How to complete this task
Among the entries below, find all lines that include "session" and copy them.

[Data excerpts]
Issue #409, opened 2020-09-25
Write tests for all files and add all relevant files to code coverage


songz:
This PR does not have tests: https://github.com/garageScript/c0d3-app/pull/401/files

And yet, coverage is 100%. This means many other pages probably lack tests as well. 

For this issue, first figure out how to include pages to be tracked in code coverage. 

Then, figure out how to be amazing and get coverage to a more sensible 100%

hwong0305:
Test needs to be written for the files below to covered all the lines before we can add all relevant files for code coverage. Please create individual PRs to close each file and tag this issue and we will cross it off as we go.

----------------------------|---------|----------|---------|---------|-------------------
File                        | % Stmts | % Branch | % Funcs | % Lines | Uncovered Line #s 
----------------------------|---------|----------|---------|---------|-------------------
All files                   |   74.98 |    73.12 |   69.85 |   74.72 |                   
 components                 |   91.95 |    95.41 |    90.7 |   92.43 |                   
  AdditionalResources.tsx   |     100 |      100 |     100 |     100 |                   
  Alert.tsx                 |     100 |      100 |     100 |     100 |                   
  AlertsDisplay.tsx         |     100 |      100 |     100 |     100 |                   
  AnnouncementCard.tsx      |     100 |      100 |     100 |     100 |                   
  AppNav.tsx                |     100 |      100 |     100 |     100 |                   
  Card.tsx                  |     100 |      100 |     100 |     100 |                   
  ChallengeMaterial.tsx     |     100 |      100 |     100 |     100 |                   
  ContributorCard.tsx       |     100 |      100 |     100 |     100 |                   
  DropdownMenu.tsx          |     100 |      100 |     100 |     100 |                   
  FilterButtons.tsx         |     100 |      100 |     100 |     100 |                   
  Footer.tsx                |     100 |      100 |     100 |     100 |                   
  FormCard.tsx              |     100 |      100 |     100 |     100 |                   
  Input.tsx                 |     100 |      100 |     100 |     100 |                   
  InputGroup.tsx            |     100 |      100 |     100 |     100 |                   
  LandingPage.tsx           |     100 |      100 |     100 |     100 |                   
  Layout.tsx                |     100 |      100 |     100 |     100 |                   
  LessonCard.tsx            |     100 |      100 |     100 |     100 |                   
  LessonTitleCard.tsx       |     100 |      100 |     100 |     100 |                   
[...]

PR #489, opened 2021-02-07
add profile/username test

Ulisseus:
Adds test for `profile/username`. Part of #409 and #433. 

There are many tests for null values. Should we tighten up graphql types someday? Almost everything is optional for no reason. 
Also, in [userlesson](https://github.com/garageScript/c0d3-app/blob/master/pages/profile/%5Busername%5D.tsx#L60) file there is a comment about fixing id types and this expression ` status === 'passed' && parseInt(lessonId || '') === parseInt(lesson.id + ''`. Do we still need to cast these types into Ints?

### DIFF
--- a/package.json
+++ b/package.json
@@ -67,6 +67,7 @@
     "@storybook/addon-storysource": "^6",
     "@storybook/addon-viewport": "^6",
     "@storybook/react": "^6",
+    "@testing-library/jest-dom": "^5.11.9",
     "@testing-library/react": "^11",
     "@testing-library/user-event": "^12",
     "@types/bcrypt": "^3",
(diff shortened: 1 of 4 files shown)


package.json
```diff
@@ -67,6 +67,7 @@
     "@storybook/addon-storysource": "^6",
     "@storybook/addon-viewport": "^6",
     "@storybook/react": "^6",
+    "@testing-library/jest-dom": "^5.11.9",
```
Ulisseus, line 70: I added this optional testing-library module for easier appearance-disappearance testing. See official [docs](https://testing-library.com/docs/guide-disappearance/). Other methods didn't work in some cases (I still got loading spinner when querying with findBy).

ggwadera: The `waitForElementToBeRemoved()` is not from `jest-dom`. You can see the import is from the React testing library.

Nonetheless, it's a useful library which includes some [useful DOM testing helpers](https://github.com/testing-library/jest-dom#jest-dom).

For example, instead of testing `expect(element).toBeTruthy()`, you can test for [`expect(element).toBeInTheDocument()`](https://github.com/testing-library/jest-dom#tobeinthedocument)

ggwadera (approved):

songz (approved):

hwong0305 (approved):

PR #490, opened 2021-02-07
add ReviewCard test and story

Ulisseus:
Adds test and story for ReviewCard component. Part of #409 and #433.


components/ReviewCard.tsx
```diff
@@ -100,48 +100,44 @@ export const ReviewCard: React.FC<ReviewCardProps> = ({ submissionData }) => {
   }
 
   return (
-    <>
-      {diff && (
```
Ulisseus, line 104: I deleted this check since it created an untestable branch. Local component `DiffView` already has default case when no diff is provided but since it's called as part of this expression you can't access it.

anthonykhoa: Will this change affect the front end user experience?

components/ReviewCard.test.js
```diff
@@ -0,0 +1,133 @@
...
+      <MockedProvider mocks={mocks}>
+        <ReviewCard submissionData={submissionData} addTypeName={false} />
+      </MockedProvider>
+    )
+    fireEvent.change(getByRole('textbox', { name: '' }), {
+      target: { value: 'Good job!' }
+    })
+    await waitFor(() =>
+      fireEvent.click(getByRole('button', { name: 'Accept' }))
+    )
```
ggwadera, line 130: I changed these two events to the ones below and it seems to fix the issue on my end. Try it to see if it works here too.

```js
//add the import below on the test file
import userEvent from '@testing-library/user-event'

// change fireEvent to these ones
userEvent.type(getByRole('textbox', { name: '' }), 'Good job!')
userEvent.click(getByRole('button', { name: 'Accept' }))
```

components/ReviewCard.test.js
```diff
@@ -0,0 +1,133 @@
...
+    expect(container).toMatchSnapshot()
+  })
+
+  test('Should render no diff input', async () => {
+    const NoDiffSumbisson = _.cloneDeep(submissionData)
+    delete NoDiffSumbisson.diff
+    const { container } = render(
+      <MockedProvider mocks={mocks}>
+        <DiffView submissionData={NoDiffSumbisson} addTypeName={false} />
```
ggwadera, line 80: The `addTypeName={false}` prop should be placed on the `MockedProvider` component.

```jsx
<MockedProvider mocks={mocks} addTypeName={false}>
  <ReviewCard submissionData={{ ...submissionData, diff: NonJsDiff }} />
</MockedProvider>
```

ggwadera (changes requested):

ggwadera:
Running `yarn test --no-cache --runInBand` on my machine resulted in the same error from the CI logs.

components/ReviewCard.test.js
Ulisseus: I thought that userEvent and fireEvent are interchangeable. Thanks, that fixed it.

components/ReviewCard.test.js
Ulisseus: Fixed.

components/ReviewCard.tsx
Ulisseus: It's from an old commit, current pr added one extra export instead of changing component. It should not affect end use either way.

ggwadera (approved):

components/ReviewCard.test.js
ggwadera: I think they're interchangeable, but [`userEvent`](https://testing-library.com/docs/ecosystem-user-event) seems to be a more sophisticated implementation made to approach browser events more realistically. Also the API is a bit easier to use too.

ggwadera:
Whoever merges this PR please squash the commits so we don't have a bunch of `fix build test` in the log.

anthonykhoa (approved):

PR #493, opened 2021-02-10
Fix Give Star feature

### LINKED ISSUE #492: [Bug] GiveStarCard not working in production
The _Give Star_ feature from PR #481 is not working on the production deployed version, while on a development server it works fine.

Sample error from the network response:

```json
{
  "errors": [
    {
      "message": "TypeError: Cannot read property 'username' of undefined",
      "locations": [{ "line": 2, "column": 3 }],
      "path": ["getLessonMentors"],
      "extensions": { "code": "INTERNAL_SERVER_ERROR" }
    }
  ],
  "data": { "getLessonMentors": null }
}
```

ggwadera:
Closes #492

The issue with the linked issue was that the webpack build step replaces the model names in the transpiled script file. Examining the built file, the `User` model was renamed into `User_User` for some reason I'm not aware of. So this resulted in the entity from the sequelize query having a property `User_User` instead of `User`, to get the user entity from the table join.

To solve this, I added an alias to the sequelize association, so the user instance is always called `user`.

What this PR does:

- Adds an alias for the `User` model in the `UserLesson -> belongs to -> User` sequelize association.
- Changes the sequelize query to include the alias and only the required attributes (username, name and id) for the user.
- Fixes the tests that broke because of this.
- Filters out the current user so you don't see your own name in the list.

### DIFF
--- a/helpers/dbload.ts
+++ b/helpers/dbload.ts
@@ -96,7 +96,8 @@ User.hasMany(UserLesson, {
 })
 
 UserLesson.belongsTo(User, {
-  foreignKey: 'userId'
+  foreignKey: 'userId',
+  as: 'user'
 })
 
 sequelize.sync({ alter: !!process.env.ALTER_DB })
--- a/graphql/queryResolvers/getLessonMentors.test.js
+++ b/graphql/queryResolvers/getLessonMentors.test.js
@@ -3,6 +3,7 @@ jest.mock('../../helpers/validateLessonId')
 import { getLessonMentors } from './getLessonMentors'
 import { User, UserLesson } from '../../helpers/dbload'
 import { validateLessonId } from '../../helpers/validateLessonId'
+import { Op } from 'sequelize'
 describe('getLessonMentors resolver', () => {
   beforeEach(() => {
     validateLessonId.mockReturnValue(true)
@@ -49,5 +50,23 @@ describe('getLessonMentors resolver', () => {
     //rejects: checks for promise rejection
     //which would be the case if an error was thrown in a Promise
     await expect(getLessonMentors(null, { lessonId: '3' })).rejects.toThrow()
+  })
+
+  test('should include userId in the query if session exists', async () => {
+    UserLesson.findAll = jest
+      .fn()
+      .mockReturnValue([{ user: { username: 'user1', name: 'lol', id: 2 } }])
+    const res = await getLessonMentors(
+      null,
+      { lessonId: '3' },
+      { req: { user: { id: 1 } } }
+    )
+    expect(res).toEqual([{ username: 'user1', name: 'lol', id: 2 }])
+    expect(UserLesson.findAll).toHaveBeenCalledWith({
+      where: { lessonId: '3', userId: { [Op.ne]: 1 } },
+      include: [
+        { model: User, as: 'user', attributes: ['username', 'name', 'id'] }
+      ]
+    })
   })
 })
--- a/graphql/queryResolvers/getLessonMentors.test.js
+++ b/graphql/queryResolvers/getLessonMentors.test.js
@@ -10,11 +10,10 @@ describe('getLessonMentors resolver', () => {
 
   test('should return an array of User objects', async () => {
     UserLesson.findAll = jest.fn().mockReturnValue([
-      { User: { username: 'user1', email: 'abc@mail', name: 'lol', id: 2 } },
+      { user: { username: 'user1', name: 'lol', id: 2 } },
       {
-        User: {
+        user: {
           username: 'user2',
-          email: 'xyz@mail',
           name: 'potato',
           id: 240
         }
@@ -27,7 +26,9 @@ describe('getLessonMentors resolver', () => {
     ])
     expect(UserLesson.findAll).toHaveBeenCalledWith({
       where: { lessonId: '3' },
-      include: [{ model: User }]
+      include: [
+        { model: User, as: 'user', attributes: ['username', 'name', 'id'] }
+      ]
     })
   })
 
--- a/graphql/queryResolvers/getLessonMentors.ts
+++ b/graphql/queryResolvers/getLessonMentors.ts
@@ -1,5 +1,8 @@
 import { User, UserLesson } from '../../helpers/dbload'
 import { validateLessonId } from '../../helpers/validateLessonId'
+import { Op } from 'sequelize'
+import { Context } from '../../@types/helpers'
+import _ from 'lodash'
 
 type ArgsGetLessonMentors = {
   lessonId: string
@@ -7,14 +10,17 @@ type ArgsGetLessonMentors = {
 
 export const getLessonMentors = async (
   _parent: void,
-  args: ArgsGetLessonMentors
+  args: ArgsGetLessonMentors,
+  context: Context
 ): Promise<User[]> => {
   const { lessonId } = args
+  const userId: number | undefined = _.get(context, 'req.user.id', undefined)
   try {
     await validateLessonId(parseInt(lessonId))
     const results: [UserLesson & { user: User }] = await UserLesson.findAll({
       where: {
-        lessonId
+        lessonId,
+        ...(userId && { userId: { [Op.ne]: userId } })
       },
       include: [
         { model: User, as: 'user', attributes: ['username', 'name', 'id'] }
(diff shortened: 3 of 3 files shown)


anthonykhoa (approved):

anthonykhoa (approved):

helpers/dbload.ts
```diff
@@ -96,7 +96,8 @@ User.hasMany(UserLesson, {
 })
 
 UserLesson.belongsTo(User, {
-  foreignKey: 'userId'
+  foreignKey: 'userId',
```
hwong0305, line 99: Does this mean the test database is different than the production database? If that is the case, that should be fixed too.

ggwadera: No, the database is unaltered because I didn't change the foreign key.

The `as` value is just the internal name that Sequelize will use when defining the associations. By default it uses the model name, but since the build step changes that we need to set an alias to make sure the property name is the same in dev and prod. ([Sequelize guide](https://sequelize.org/v5/manual/associations.html#naming-strategy), [API reference](https://sequelize.org/v5/class/lib/model.js~Model.html#static-method-belongsTo))

hwong0305: I understand what happens in sequelize. I am concerned about why this works in development but not in production.

ggwadera: It breaks in prod because webpack changes the model names so `User` becomes `User_User`.

If you run `yarn build` and look at the transpiled files you'll see this for the `User` model definition:

```js
class User_User extends external_sequelize_["Model"] {}
```

And the `getLessonMentors` gets transpiled to this:

```js
const getLessonMentors = async (_parent, args) => {
  const {
    lessonId
  } = args;

  try {
    await validateLessonId(parseInt(lessonId));
    const results = await dbload["b" /* UserLesson */].findAll({
      where: {
        lessonId
      },
      include: [{
        model: dbload["a" /* User */]
      }]
    });
    return results.map(({
      User: {
        username,
        name,
        id
      }
    }) => {
      return {
        username,
        name,
        id
      };
    });
  } catch (err) {
    throw new Error(err);
  }
};
```

The part that breaks in prod in that the `User` field doesn't exist because it changed to `User_User`.

ggwadera: This will work in kinda of a improvised fix until we can find a better way to make this work more easily.

hwong0305: Since `sequelize` is backend code, it shouldn't be transpired by webpack. What you see above looks like it's code that is generated by `graphql-codegen` 

This tells me that our development database may have a property called `User` in `user`. We should check that and fix this. We possibly may  want to want `alter` in development to correct this.

ggwadera: `graphql-codegen` generates only one file: [`graphql/index.tsx`](https://github.com/garageScript/c0d3-app/blob/master/graphql/index.tsx), and that file only has the types for the resolver ([1](https://github.com/garageScript/c0d3-app/blob/70c5ccbed18bae71f7604e64ca4aaccf9351a5cf/graphql/index.tsx#L198), [2](https://github.com/garageScript/c0d3-app/blob/70c5ccbed18bae71f7604e64ca4aaccf9351a5cf/graphql/index.tsx#L205), [3](https://github.com/garageScript/c0d3-app/blob/70c5ccbed18bae71f7604e64ca4aaccf9351a5cf/graphql/index.tsx#L509), [4](https://github.com/garageScript/c0d3-app/blob/70c5ccbed18bae71f7604e64ca4aaccf9351a5cf/graphql/index.tsx#L1151)). And besides that, it only generates that file if you run the command for it, it's not a build step. Also the graphql types and sequelize model definitions are independent of each other right now.

The code above is generated after running `yarn build` (which is [aliased](https://github.com/garageScript/c0d3-app/blob/70c5ccbed18bae71f7604e64ca4aaccf9351a5cf/package.json#L6) to `next build`) like I already said before. And the code above is from the production-ready files inside the `.next` folder. That specific code is in the file `.next/server/pages/api/graphql.js`, that is generated from [this](https://github.com/garageScript/c0d3-app/blob/master/pages/api/graphql.ts) file. You can run `yarn build` and see for yourself. That is the code that is running on the deployed version on Vercel right now.

Even if it's backend code it's still managed by the Next.js framework, because that is how Next.js [works](https://nextjs.org/docs/api-routes/introduction). I don't know if it's webpack or babel that makes the code like that, but it's not `graphql-codegen`. @Ulisseus also sent a related issue with next-auth and TypeORM, [see here](https://chat.c0d3.com/c0d3/pl/ecnzz4itubywxqe6k31c19zwxh).

The development database has nothing different as well, it's the same columns, I didn't even touch the database. The alias is just for sequelize to put the value in the right property on the resulting JS object. [There's even another aliases already in use](https://github.com/garageScript/c0d3-app/blob/70c5ccbed18bae71f7604e64ca4aaccf9351a5cf/helpers/dbload.ts#L67-L83).

Running the server with `next start` and attaching a debugger, these are the fields on one of the values of `results`:

```js
console.log(JSON.stringify(results[0]))
{
  "isPassed": "1613224106554",
  "isTeaching": "1613224113460",
  "isEnrolled": "1613224116772",
  "lessonId": 5,
  "createdAt": "2021-01-01T02:04:36.339Z",
  "updatedAt": "2021-01-01T11:57:00.101Z",
  "userId": 1,
  "User_User": {
    "id": 1,
    "name": "Name",
    "username": "username",
    "password": "redacted",
    "email": "user@email.com",
    "gsId": null,
    "isOnline": null,
    "isAdmin": "false",
    "forgotToken": null,
    "cliToken": null,
    "emailVerificationToken": null,
    "tokenExpiration": null,
    "createdAt": "2021-01-01T01:24:43.803Z",
    "updatedAt": "2021-01-01T11:46:18.082Z"
  }
}
```

And here is that same value but running with `next dev`:

```js
console.log(JSON.stringify(results[0]))
{
  "isPassed": "1613224106554",
  "isTeaching": "1613224113460",
  "isEnrolled": "1613224116772",
  "lessonId": 5,
  "createdAt": "2021-01-01T02:04:36.339Z",
  "updatedAt": "2021-01-01T11:57:00.101Z",
  "userId": 1,
  "User": {
    "id": 1,
    "name": "Name",
    "username": "username",
    "password": "redacted",
    "email": "user@email.com",
    "gsId": null,
    "isOnline": null,
    "isAdmin": "false",
    "forgotToken": null,
    "cliToken": null,
    "emailVerificationToken": null,
    "tokenExpiration": null,
    "createdAt": "2021-01-01T01:24:43.803Z",
    "updatedAt": "2021-01-01T11:46:18.082Z"
  }
}
```

So you see that the expected `User` field is not present in the production build, instead we have `User_User` because it's the model name that was changed in the files bundled by `next build`.

> This tells me that our development database may have a property called `User` in `user`.

Why would you think that?

Besides trying to fix this on our side, the only other viable solution I see would be to open a issue on the Next.js repo and see what it's developers have to say about that.

hwong0305: It looks like it's babel running through webpack that transforms the code like this.

The **root cause** isn't with the backend code but just with now `Next.JS` wants to compile everything since it's running through the serverless function with `Vercel`.

I was simply worried that our dev environment has `userLesson` schema of below. 

```
{
  "isPassed": "1613224106554",
  "isTeaching": "1613224113460",
  "isEnrolled": "1613224116772",
  "lessonId": 5,
  "createdAt": "2021-01-01T02:04:36.339Z",
  "updatedAt": "2021-01-01T11:57:00.101Z",
  "userId": 1,
  "User_User": {
    "id": 1,
    "name": "Name",
    "username": "username",
    "password": "redacted",
    "email": "user@email.com",
    "gsId": null,
    "isOnline": null,
    "isAdmin": "false",
    "forgotToken": null,
    "cliToken": null,
    "emailVerificationToken": null,
    "tokenExpiration": null,
    "createdAt": "2021-01-01T01:24:43.803Z",
    "updatedAt": "2021-01-01T11:46:18.082Z"
  }
}
```

With your comments above and I also checked at @anthonykhoa's development server and it looks good. 

I didn't actually have any concerns with the PR itself, but I just wanted to make sure we're doing due diligence on managing the db side between prod and app. I also don't regard this as an improvised fix. We are simply being more explicit in what we're calling our relations in SQL.

hwong0305 (approved):

PR #497, opened 2021-02-11
pin npm packages version to minor patch

### LINKED ISSUE #482: change package versions to include minor and patch versions inside package.json
it is safer than using whole number caret versions

ggwadera:
Closes #482

Just reverted the previous choice of pinning only the major version of our dependencies.

Now it's locked up to the minor patch version.


anthonykhoa (approved):

anthonykhoa (approved):

__tests__/pages/__snapshots__/curriculum.test.js.snap
```diff
@@ -776,7 +776,7 @@ exports[`Curriculum Page Should render with basic dummy data 1`] = `
           />
           <a
             class="mx-3"
-            href="#"
+            href="/#"
```
anthonykhoa, line 779: All the versions are still the same(`the latest version`) right? So why did this snapshot change?

ggwadera: Who knows? hahaha

I think that today it felt that having the slash there was better.

ggwadera: Maybe now that we have the versions pinned to a single one this will go away.

songz (approved):

PR #498, opened 2021-02-13
add admin/users test

Ulisseus:
Adds tests for `admin/users page` and its components. Part of #409 and #433.

### DIFF
--- a/components/admin/AdminLayout.tsx
+++ b/components/admin/AdminLayout.tsx
@@ -3,8 +3,10 @@ import LoadingSpinner from '../../components/LoadingSpinner'
 import Layout from '../../components/Layout'
 import _ from 'lodash'
 import { GetAppProps } from '../../graphql'
-
+import Error, { StatusCode } from '../../components/Error'
+import { useRouter } from 'next/router'
 export const AdminLayout: React.FC<GetAppProps> = ({ data, children }) => {
+  const router = useRouter()
   const { loading, error, session } = data
 
   if (loading) {
@@ -12,14 +14,10 @@ export const AdminLayout: React.FC<GetAppProps> = ({ data, children }) => {
   }
 
   if (error) {
-    return (
-      <Layout>
-        <h1>Error</h1>
-      </Layout>
-    )
+    return <Error code={StatusCode.INTERNAL_SERVER_ERROR} />
   }
 
-  if (!session) window.location.href = '/login'
+  if (!session) router.push('/login')
 
   const isAdmin = _.get(session, 'user.isAdmin', false)
 
--- a/components/admin/users/AdminUsersTable.tsx
+++ b/components/admin/users/AdminUsersTable.tsx
@@ -5,6 +5,7 @@ import changeAdminRights from '../../../graphql/queries/changeAdminRights'
 import { User } from '../../../graphql'
 import { AdminUsersSplitSearch } from './AdminUsersSplitSearch'
 import { filter } from '../../../pages/admin/users'
+import _ from 'lodash'
 
 type UsersListProps = {
   users: User[]
@@ -56,9 +57,9 @@ const AdminOption: React.FC<AdminOptionProps> = ({
     }
   }
 
-  const changeButton = async () => {
-    await changeRights(mutationVariable)
-    const newUsers = [...users]
+  const changeButton = () => {
+    changeRights(mutationVariable)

Written reply
+  test('should include userId in the query if session exists', async () => {
   const { loading, error, session } = data
-  if (!session) window.location.href = '/login'
+  if (!session) router.push('/login')
   const isAdmin = _.get(session, 'user.isAdmin', false)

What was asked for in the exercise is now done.